» Input for this task:
━━━

PR #8836, opened 2026-07-24
cmuxTests: repair three red suites, one of which was killing its own test host

ejc3:
Three unrelated red suites, one commit each. All three are test-side defects; no product code changes.

Measured on `main` at `b5fac3145f`, one suite per app host, base arm and fix arm on the same base.

| suite | before | after |
|---|---|---|
| `CommandPaletteSearchEngineTests` | 2 failures, 65 tests | **0 failures**, 65 tests |
| `WorkspaceRemoteConnectionTests` | 10 failures, **38** tests executed, 2 host restarts | **0 failures**, all **83** executed, **0** restarts |
| `CMUXCLIErrorOutputRegressionTests` | 6 failing tests | 2 failing, 47 run |

## The remote-connection suite was hiding most of itself

`testPersistentReverseRelayCancelsStaleControlMasterForwardBeforeReusingRelayPort` asserts
`operations.count >= 2` and then reads `operations[0]`. A count assertion does not stop execution, so
when it fails the next line traps: `Fatal error: Index out of range`. That takes down the shared app
host rather than failing one test, and every verdict still pending in that host is absent from the
summary instead of red. It happened twice in one run. Both sites now unwrap instead of subscripting,
which is why the executed count goes from 38 to 83 — the back half of the suite had not been running
at all.

Four `@MainActor` tests waited on a `DispatchSemaphore`. `configureRemoteConnection` enqueues its
session transition as a serialized main-actor `Task`, so blocking the main actor stopped the very work
being waited on from ever being scheduled. They now use expectations, which pump the run loop. One of
those four was not in the failing set I started from and turned out to be failing too.

Fifteen fixtures passed an unresolved `%C` control path. `NativeSSHControlMasterKey` deliberately
refuses to claim lifecycle ownership of a path it cannot resolve, so no lease was taken and cleanup
could never run — and six inverted expectations were passing vacuously as a consequence, since they
assert that cleanup does *not* happen. They now use the resolved 40-hex form `ssh -G` produces, and a
new test pins the unowned-template policy so the fixtures cannot quietly regress to a template and take
the coverage with them.

Two more read `activeRemoteSessionControllerID` immediately after `configureRemoteConnection` and now
await the transition.

## The palette assertions were asserting a gate that no longer exists

#8173 replaced the fork-probe reuse gate: `!cachedResultHadFallback` became `cachedResultIsFresh`, and
the fallback case is now re-verified against `SharedLiveAgentIndex` at the call site rather than being
refused outright. The parameter stayed in both helper signatures, so two assertions still compiled while
asserting the opposite of what the product does. `WorkspaceForkConversationContextMenuTests` asserts the
new contract in both directions, so removing them loses no coverage; I ran that suite to confirm the
change does not flip it.

Removing the now-dead `cachedResultHadFallback` parameter would have turned this into a compile error at
review time instead of two silently wrong assertions. That is worth doing and is not in this PR.

## The CLI fixture broke its own invariant

The CLI derives a theme reload target from the socket file name, collapsing runs of non-alphanumerics in
the slug to dots. #6452 gave this fixture a unique socket path with a raw `UUID` to stop two runs
colliding in `/tmp`, which put the UUID's dashes into the derived identifier as dots — so the expected
literal could no longer match and the test spent its five-second budget waiting. The `stdout` assertion
kept passing because the derived id still has the expected value as a prefix, which is why this looked
like a timeout rather than a mismatch. The unique suffix is now hex-only, and the expected identifier
stays a plain template rather than a call into the CLI's own helper, which would agree by construction.

## Two commits added since the measurements above

The remote-connection suite reached zero because two of its tests were waiting on a transport that no
longer exists. #8434 moved the daemon upload off `scp` onto the ssh exec channel, streaming the binary
into `cat >`, and did not touch these tests — whose stubs only fulfilled inside an
`executable == "/usr/bin/scp"` branch. Both now capture the upload from the ssh branch, and the scp
branch is kept as a loud failure so a transport regression cannot present as a timeout again. The
reinstall test also records how many capability hellos preceded the upload and requires at least one,
because retargeting alone would have let it pass on a plain first install.

Three CLI fixtures were also wrong. Two replied to the CLI with a bareword: `SocketClient` accepts only
`OK`, `OK …`, `PONG`, `ERROR: …` or JSON as a complete single-line reply, so a bareword sends it into
the multiline drain pass, where reconfiguring the receive timeout on an already-closed socket fails
with EINVAL and the CLI prints "Invalid argument" instead of the reply it had buffered. They were the
only two barewords in the suite. Both now also assert which responder received the request, which is
the property they exist for and cannot be made vacuous by a later change to the reply.

## What is still red, and why I am not claiming otherwise

`CMUXCLIErrorOutputRegressionTests` runs 47 tests with 2 still failing, down from 6.

`testCLIErrorPathDoesNotCrashWhenStderrIsClosed` asserts a CLI that no longer exists: since #f48922aa94
an unknown command exits 2 with a one-line message and no usage dump, and that message goes to stderr,
which the test closes. The crash it was written to catch is still real, so the fix is to keep the guard
and drop the stale expectations, which needs `terminationReason` plumbed through the runner rather than
a fixture edit.

`testSessionsListDoesNotInferPiFamilyFromBasenameWhenStructuredIdentityDisagrees` passed `agent:
"project-agent"`, which is not in the CLI's catalog, so the command errored before emitting JSON and the
test had never once run its assertions. Switching to a catalog agent got it running for the first time,
and the assertions then failed with `fork_unavailable_reason = "agent_has_no_fork_command"` — the
fixture also needs an agent that has a fork command, which the one I picked does not. Still red, now for
a reason the failure output states plainly.

Two further things this suite needs that are not fixture-sized, and are not in this PR. Its shared
runner merges stderr into the stdout pipe that around thirty tests then parse as JSON, so one stray
diagnostic line fails a content test; and it reads that pipe only after waiting, so a full buffer
presents as a timeout. Separately, `CFFIXED_USER_HOME` does not isolate socket resolution, because
`readLastSocketPath` also consults the machine-global `/tmp/cmux-last-socket-path` — measured, a CLI
spawned with a pristine temp home and a scrubbed environment still reached a live running app. Three
tests also bind `/tmp/cmux.sock`, and the responder unlinks a path before binding it.

---
<a href="https://app.blacksmith.sh/manaflow-ai/codesmith/cmux/pr/8836"><picture><source media="(prefers-color-scheme: dark)" srcset="https://pr-comments-assets.blacksmith.sh/codesmith/view-with-codesmith-dark-v2.svg"><source media="(prefers-color-scheme: light)" srcset="https://pr-comments-assets.blacksmith.sh/codesmith/view-with-codesmith-light-v2.svg">View with [code]smith</picture></a> <a href="https://backend.blacksmith.sh/track/enable-autofix?expires=1787469216&installation_model_id=21920&pr_number=8836&repository=manaflow-ai%2Fcmux&return_to=https%3A%2F%2Fgithub.com%2Fmanaflow-ai%2Fcmux%2Fpull%2F8836&signature=33eabfa1bd8762c479c023323b3bef8d3e2e8986648b610fa8ba9ab961814d19"><picture><source media="(prefers-color-scheme: dark)" srcset="https://pr-comments-assets.blacksmith.sh/codesmith/autofix-with-codesmith-dark.svg"><source media="(prefers-color-scheme: light)" srcset="https://pr-comments-assets.blacksmith.sh/codesmith/autofix-with-codesmith-light.svg">Autofix with [code]smith</picture></a>

---
## Summary by cubic
Fixes three red test suites and stops the remote‑connection tests from killing their host. Restores full execution of `WorkspaceRemoteConnectionTests` (38→83, 0 restarts), makes `CommandPaletteSearchEngineTests` green, and hardens CLI regression tests; no product code changes.

- **Bug Fixes**
  - Remote-connection tests: replace semaphores with expectations; await session transitions; use `XCTUnwrap` instead of indexing; switch fixtures to a resolved 40‑hex `ControlPath` and add a test asserting unowned `%C` templates request no cleanup; retarget daemon‑upload to the ssh exec channel (`cat >`), assert absolute HOME paths and destination host, fail if `scp` is used, and require a capability hello before reinstall (test renamed).
  - Command palette: remove obsolete `cachedResultHadFallback` assertions and rename the clear test to reflect stale‑cache behavior; freshness‑gate coverage lives in `WorkspaceForkConversationContextMenuTests`.
  - CLI: isolate spawns from the machine’s cmux (pin `CMUX_SOCKET_PATH` where not testing resolution, write per‑home last‑socket marker, avoid binding `/tmp/cmux.sock`); capture stderr on its own pipe with background drains and add a 60‑second hang guard; fix socket‑selection tests to use OK‑framed replies and assert which socket handled the request; sessions list diagnostics now require a completed, zero‑exit run and use catalog agent `opencode` with `omo`; the stderr‑closed guard runs under `exec`, pins `CMUX_SOCKET_PATH` and HOME, asserts exit 1, and verifies no signal; theme reload tests derive the target from a dash‑free socket suffix and scope bundle IDs (and nightly sockets) per run.

<sup>Written for commit 06cd24c4ac71b44186224284789cdb9b05771567. Summary will update on new commits.</sup>

<a href="https://cubic.dev/pr/manaflow-ai/cmux/pull/8836?utm_source=github" target="_blank" rel="noopener noreferrer" data-no-image-dialog="true"><picture><source media="(prefers-color-scheme: dark)" srcset="https://www.cubic.dev/buttons/review-in-cubic-dark.svg"><source media="(prefers-color-scheme: light)" srcset="https://www.cubic.dev/buttons/review-in-cubic-light.svg">Review in cubic</picture></a>

## Summary by CodeRabbit

* **Tests**
  * Updated CLI socket-resolution regression fixtures and expectations for stricter reply framing; added deterministic environment setup and clearer assertions about which responder handled requests.
  * Strengthened command palette search engine coverage by separating stale-cache invalidation from reuse/clearing behavior, improving forkable-agent probe scenarios.
  * Improved sessions list diagnostics tests with hard failure checks, ensuring processes don’t time out and exit with the expected status.
  * Hardened remote connection tests with deterministic SSH ControlPath lifecycle handling and more reliable async synchronization; improved PTY/relay bootstrap assertions.
  * Enhanced CLI test diagnostics (stdout/stderr capture, signal classification) and added a consistent per-process hang guard timeout.

### DIFF
--- a/cmuxTests/CMUXCLIErrorOutputRegressionTests.swift
+++ b/cmuxTests/CMUXCLIErrorOutputRegressionTests.swift
@@ -72,11 +72,14 @@ import Testing
         // exited on its own terms rather than dying from a signal.
         XCTAssertFalse(result.timedOut, result.diagnostics)
         XCTAssertFalse(result.diedFromSignal, result.diagnostics)
-        // 2 is the unknown-command exit and it is deterministic now the socket is pinned. Asserting
-        // the exact code rather than merely non-zero keeps this from passing when the CLI fails for
-        // some unrelated reason. Nothing is asserted about stdout: the message goes to stderr, which
-        // this test deliberately closes.
-        XCTAssertEqual(result.status, 2, result.diagnostics)
+        // 1, measured, and deterministic for this fixture: the pinned socket has no listener, so the
+        // CLI fails at connect and the top-level handler exits 1 before the unknown-command arm (which
+        // would exit 2) is ever reached. That ordering is what makes this a good exercise of the guard
+        // rather than a weaker one — the connect error is written to the stderr this test has closed.
+        // Asserting the exact code rather than merely non-zero keeps the test from passing when the CLI
+        // fails for some unrelated reason. Nothing is asserted about stdout: every message on this path
+        // goes to the closed stderr.
+        XCTAssertEqual(result.status, 1, result.diagnostics)
     }
 
     @Test func testAgentTeamsHelpDoesNotLaunchExternalAgentCLI() throws {
--- a/cmuxTests/CMUXCLIErrorOutputRegressionTests.swift
+++ b/cmuxTests/CMUXCLIErrorOutputRegressionTests.swift
@@ -695,9 +695,15 @@ import Testing
         try fileManager.createDirectory(at: themesURL, withIntermediateDirectories: true)
         try writeTheme(named: "Theme A", background: "#101010", to: themesURL)
 
-        let socketPath = "/tmp/cmux-debug-active-theme-\(UUID().uuidString).sock"
+        // The reload target is derived from the socket file name, not from CMUX_BUNDLE_ID:
+        // `cmux-debug-<slug>.sock` becomes `com.cmuxterm.app.debug.<slug>`, where every run of
+        // non-alphanumerics in the slug collapses to a dot. A raw UUID here would put its dashes
+        // into the identifier as dots, so keep the unique part hex-only and the expected
+        // identifier stays a plain template rather than a call into the CLI's own helper.
+        let uniqueSuffix = UUID().uuidString.lowercased().replacingOccurrences(of: "-", with: "")
+        let socketPath = "/tmp/cmux-debug-active-theme-\(uniqueSuffix).sock"
         let staleBundleIdentifier = "com.cmuxterm.app.debug.stale.theme"
-        let targetBundleIdentifier = "com.cmuxterm.app.debug.active.theme"
+        let targetBundleIdentifier = "com.cmuxterm.app.debug.active.theme.\(uniqueSuffix)"
         let reloadExpectation = expectation(description: "cmux themes set targets the resolved socket bundle")
         let notificationQueue = OperationQueue()
         notificationQueue.maxConcurrentOperationCount = 1
--- a/cmuxTests/CMUXCLIErrorOutputRegressionTests.swift
+++ b/cmuxTests/CMUXCLIErrorOutputRegressionTests.swift
@@ -14,18 +14,53 @@ import Testing
         let status: Int32
         let stdout: String
         let timedOut: Bool
+        /// Defaulted so existing call sites are unaffected. A process killed by a signal reports
+        /// `.uncaughtSignal`, and its `terminationStatus` is the signal number — indistinguishable
+        /// from an ordinary non-zero exit if you only look at the status.
+        var terminationReason: Process.TerminationReason = .exit
+
+        var diedFromSignal: Bool { terminationReason == .uncaughtSignal }
+
+        var diagnostics: String {
+            "status=\(status) reason=\(diedFromSignal ? "uncaughtSignal" : "exit") "
+                + "timedOut=\(timedOut) stdout=\(stdout.isEmpty ? "<empty>" : stdout)"
+        }
     }
 
     @Test func testCLIErrorPathDoesNotCrashWhenStderrIsClosed() throws {
         let cliPath = try bundledCLIPath()
+        // Pin the socket and the home directory. Without CMUX_SOCKET_PATH the CLI's resolution can
+        // fall back to a machine-global marker file and reach whatever app happens to be running,
+        // which would make this test's exit code depend on the machine rather than on the CLI.
+        let home = FileManager.default.temporaryDirectory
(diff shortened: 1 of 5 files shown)


austinywang:
Superseded by #9572. This PR head is owned by `ejc3/cmux`, so completing it would have required pushing to an external fork. The origin-owned replacement preserved and finished the test-only fixes, passed the final focused test runs, and has now merged into `main`: https://github.com/manaflow-ai/cmux/pull/9572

━━━

» Exercise description: In the entries above, find each line containing the string "parameter" and copy it.

» Worked solution:
refused outright. The parameter stayed in both helper signatures, so two assertions still compiled while
Removing the now-dead `cachedResultHadFallback` parameter would have turned this into a compile error at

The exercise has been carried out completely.